[Stored data]
PR #3941, opened 2024-11-06
Feat: Add additional information in SRT metrics label

pkmdev:
Added stream path and connection address to SRT metrics labels


aler9:
replaced by #4794, that adds path and remoteAddr to all protocols.

Issue #3980, opened 2024-11-26
Windows cmd's hang/don't close on hooks


yelodevopsi:
### Which version are you using?

v1.9.3

### Which operating system are you using?

Windows amd64 standard

### Describe how to replicate the issue

1. Setup the mediamtx.yml with a hook-stream like e.g:

```
paths:
  TEST:
    runOnDemand: gst-launch-1.0 videotestsrc is-live=true ! x264enc tune=zerolatency key-int-max=30 ! rtspclientsink name=sink location=rtsp://localhost:$RTSP_PORT/$MTX_PATH
```    
    
2. Play it with http://localhost:8889/TEST
3. Stop it. See the terminal output that the process is not closed. (gst-launch-1.0 is still running).

**Note:**
PR coming. I've already found a fix into cmd_win.go

### Server logs

```
2024/11/26 08:53:27 INF [WebRTC] [session b7f9df6b] peer connection established, local candidate: host/udp/10.249.0.223/8189, remote candidate: prflx/udp/10.249.0.223/55204
2024/11/26 08:53:27 INF [WebRTC] [session b7f9df6b] is reading from path 'GST-04', 1 track (H264)
Redistribute latency...
2024/11/26 08:58:16 INF [WebRTC] [session b7f9df6b] closed: terminated
2024/11/26 08:58:26 INF [path GST-04] runOnDemand command stopped: not needed by anyone
```

aler9:
fixed by #3981

PR #3981, opened 2024-11-26
Bugfix Closes issue: 3980: Rewrote addProcessToGroup.

yelodevopsi:
Fixed possible invalid process handle by using windows.OpenProcess instead. Fixes Issue https://github.com/bluenviron/mediamtx/issues/3980


aler9:
Thank you very much for this patch, it has been merged. Sorry if it took a while but i had to setup the specific environment (Windows + GStreamer for Windows) and replicate everything.

Issue #4011, opened 2024-12-03
Support embedding mediamtx in other Go binaries


iameli:
### Describe the feature

Hi! I'm working on a video project that, for various reasons, is required to ship as a single statically-linked Go binary. I'd love to use MediaMTX (by forking and calling `core.New`) but as things currently stand I'd have to package up MediaMTX adjacent to my binary. As far as I can tell, there are only two things standing in the way of this being possible:

1. All of MediaMTX's code is in an `internal` subdirectory. I assume that means at some point somebody thought it was a bad idea to support MediaMTX in other Go binaries, so we can have a discussion about that.
2. There's a `go generate` step to create a VERSION file and download HLS.js and mediamtx-rpicamera. There probably exist workarounds for this, such as running this step as part of the process of publishing new package versions and including them in the tagged releases.

Would love to hear your thoughts!

aler9:
Hello,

What needs to be done — Give the lines from the one containing "PR #3981, opened 2024-11-26" through the end of the entries again, exactly as written and with no other lines.

Task output —
PR #3981, opened 2024-11-26
Bugfix Closes issue: 3980: Rewrote addProcessToGroup.

yelodevopsi:
Fixed possible invalid process handle by using windows.OpenProcess instead. Fixes Issue https://github.com/bluenviron/mediamtx/issues/3980


aler9:
Thank you very much for this patch, it has been merged. Sorry if it took a while but i had to setup the specific environment (Windows + GStreamer for Windows) and replicate everything.

Issue #4011, opened 2024-12-03
Support embedding mediamtx in other Go binaries


iameli:
### Describe the feature

Hi! I'm working on a video project that, for various reasons, is required to ship as a single statically-linked Go binary. I'd love to use MediaMTX (by forking and calling `core.New`) but as things currently stand I'd have to package up MediaMTX adjacent to my binary. As far as I can tell, there are only two things standing in the way of this being possible:

1. All of MediaMTX's code is in an `internal` subdirectory. I assume that means at some point somebody thought it was a bad idea to support MediaMTX in other Go binaries, so we can have a discussion about that.
2. There's a `go generate` step to create a VERSION file and download HLS.js and mediamtx-rpicamera. There probably exist workarounds for this, such as running this step as part of the process of publishing new package versions and including them in the tagged releases.

Would love to hear your thoughts!

aler9:
Hello,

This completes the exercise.